Brazilian poet Adelia Prado to read at Regis College on Nov. 19

Brazilian Poet Adélia Prado, a major poet of the Americas, and her translator, Ellen Dore Watson, will read from Prado’s newest poems entitled Ex-Voto, on Tuesday, November 19, 2013 at 6 p.m. in the Fine Arts Center at Regis College. The reading, sponsored by “Regis Writers Read,” is free and open to the public.

As described by her publisher, Tupelo Press, Adélia Prado has authored eight volumes of poetry and seven volumes of literary prose in Portuguese. Ellen Dore Watson, who is poetry and translation editor for The Massachusetts Review and director of the Poetry Center at Smith College, discovered Prado through a seven-line poem while travelling in Brazil in 1980 and made a pilgrimage to her door hungry for poems and eager to discuss the problems and the mysteries of translation.

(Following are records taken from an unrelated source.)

PR #1157, opened 2022-02-15
[ContextMenu][DropdownMenu] Prevent submenu click from firing twice

### LINKED ISSUE #1145: TriggerItem.onClick fires twice
### Current Behavior

Check console in sandbox. 

https://codesandbox.io/s/pedantic-burnell-mse7l?file=/App.js

### Expected behavior

onClick only fires once

jjenzz:
Fixes #1145


packages/react/menu/src/Menu.tsx
```diff
@@ -800,7 +801,7 @@ const MenuSubTrigger = React.forwardRef<MenuSubTriggerElement, MenuSubTriggerPro
     }, [pointerGraceTimerRef, onPointerGraceIntentChange]);
 
     return context.isSubmenu ? (
-      <MenuAnchor asChild {...props}>
+      <MenuAnchor asChild {...scope}>
```
jjenzz, line 804: props were being spread here and on `MenuItemImpl` so we were composing the consumer click event twice.

benoitgrelard: Yeah that's surprising 🤔

benoitgrelard (approved):

PR #1161, opened 2022-02-16
[DismissableLayer] Allow external nodes to be considered inside

jjenzz:
Needed for `Toast`. When a `DismissableLayer.Branch` is rendered, it will force any rendered `DismissableLayer.Root`s to consider the branch node inside the `DismissableLayer`.

In other words, pointer outside and focus outside etc. events will not fire when interacting with a branch.

### DIFF
--- a/packages/react/dismissable-layer/src/DismissableLayer.tsx
+++ b/packages/react/dismissable-layer/src/DismissableLayer.tsx
@@ -20,6 +20,7 @@ const FOCUS_OUTSIDE = 'dismissableLayer.focusOutside';
 const DismissableLayerContext = React.createContext({
   layers: new Set<DismissableLayerElement>(),
   layersWithOutsidePointerEventsDisabled: new Set<DismissableLayerElement>(),
+  branches: new Set<DismissableLayerBranchElement>(),
 });
 
 type DismissableLayerElement = React.ElementRef<typeof Primitive.div>;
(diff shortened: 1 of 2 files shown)


packages/react/dismissable-layer/src/DismissableLayer.tsx
```diff
@@ -155,6 +161,40 @@ const DismissableLayer = React.forwardRef<DismissableLayerElement, DismissableLa
...
+>((props, forwardedRef) => {
+  const context = React.useContext(DismissableLayerContext);
+  const ref = React.useRef<DismissableLayerBranchElement>(null);
+  const composedRefs = useComposedRefs(forwardedRef, ref);
+
+  React.useEffect(() => {
+    const node = ref.current;
+    if (node) {
+      context.branches.add(node);
+      dispatchUpdate();
```
benoitgrelard, line 185: Why do we need to trigger an update here in this case?
This doesn't affect the layering does it?

benoitgrelard (commented):
Just one small question!

packages/react/dismissable-layer/src/DismissableLayer.tsx
jjenzz: If a `Branch` is rendered after a `DismissableLayer` it should be considered inside all of the dismissable layers currently rendered. I did this to account for generic use-cases, not just `Toast`.

benoitgrelard (approved):

PR #1165, opened 2022-02-18
[Toast] New primitive

jjenzz:


packages/react/toast/package.json
```diff
@@ -0,0 +1,44 @@
...
+    "@babel/runtime": "^7.13.10",
+    "@radix-ui/primitive": "workspace:*",
+    "@radix-ui/react-compose-refs": "workspace:*",
+    "@radix-ui/react-context": "workspace:*",
+    "@radix-ui/react-portal": "workspace:*",
+    "@radix-ui/react-presence": "workspace:*",
+    "@radix-ui/react-primitive": "workspace:*",
+    "@radix-ui/react-use-callback-ref": "workspace:*",
+    "@radix-ui/react-use-controllable-state": "workspace:*",
+    "@radix-ui/react-use-escape-keydown": "workspace:*",
```
andy-hook, line 29: This one looks redundant as we've since moved to `dismissableLayer` ? which looks like is also missing here.

andy-hook: @jjenzz We should add `dismissable-layer` to the list as well

benoitgrelard (approved):

PR #1169, opened 2022-02-22
[Select] New primitive

benoitgrelard:


packages/react/select/src/Select.tsx
```diff
@@ -0,0 +1,1359 @@
...
+                    let candidateNodes = items.map((item) => item.ref.current!);
+
+                    if (['prev', 'last'].includes(focusIntent)) {
+                      candidateNodes = candidateNodes.slice().reverse();
+                    }
+                    if (['prev', 'next'].includes(focusIntent)) {
+                      const currentElement = event.target as SelectItemElement;
+                      const currentIndex = candidateNodes.indexOf(currentElement);
+                      candidateNodes = candidateNodes.slice(currentIndex + 1);
+                    }
```
jjenzz, line 655: i had commented on @andy-hook's navigation stuff about the focus intent abstractions here, i've been finding it difficult to pick apart. 

we changed andy's navigation to check the keys inline, so something along these lines in your case:

```jsx
if (['ArrowUp', 'ArrowDown', 'Home', 'End'].includes(event.key)) {
  const items = getItems().filter((item) => !item.disabled);
  let candidateNodes = items.map((item) => item.ref.current!);
  if (['ArrowUp', 'End'].includes(event.key)) {
    candidateNodes = candidateNodes.slice().reverse();
  }
  if (['ArrowUp', 'ArrowDown'].includes(event.key)) {
    const currentElement = event.target as SelectItemElement;
    const currentIndex = candidateNodes.indexOf(currentElement);
    candidateNodes = candidateNodes.slice(currentIndex + 1);
  }
  event.preventDefault();
}
```

thoughts?

jjenzz (approved):

packages/react/select/src/Select.tsx
benoitgrelard: Ah yeah, the abstraction came from `RovingFocusGroup` I think, but probably isn't needed here as there's no special handling for orientation or RTL. It's just a bit trickier inline when there's these 2 cases to handle.

I'll take a look at what you guys did and will update here.

benoitgrelard: Addressed here: #1179

PR #1170, opened 2022-02-22
[Toast] Close focused toast on escape keypress

jjenzz:
Escape keypress will close the most recent toast unless a toast is focused, in which case, it will close the focused one.

https://user-images.githubusercontent.com/175330/155144594-fa47582a-71b1-4322-836e-fc9a55131691.mp4

### DIFF
--- a/packages/react/toast/src/Toast.stories.tsx
+++ b/packages/react/toast/src/Toast.stories.tsx
@@ -478,7 +478,7 @@ const viewportClass = css({
 });
 
 const rootClass = css({
-  all: 'unset',
+  listStyle: 'none',
   width: 230,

Ex-Voto is the second collection of Prado’s poetry translated by Ellen Doré Watson. Their previous collaborative volume, The Alphabet in the Park: Selected Poems (Wesleyan University Press, 1990), was abundantly praised by poets James Tate and Carolyn Forché, with Tate commenting on the “convulsive” life Prado captures since she can rocket “from a dark corner of despair” to “pure joy in one line,” and Forché noting that “In Watson’s hands, Prado’s work arrives in English as if it had never left Portuguese.” Prado is known for conveying both a religious intimacy and a sharply acknowledged awareness of the feelings of the body.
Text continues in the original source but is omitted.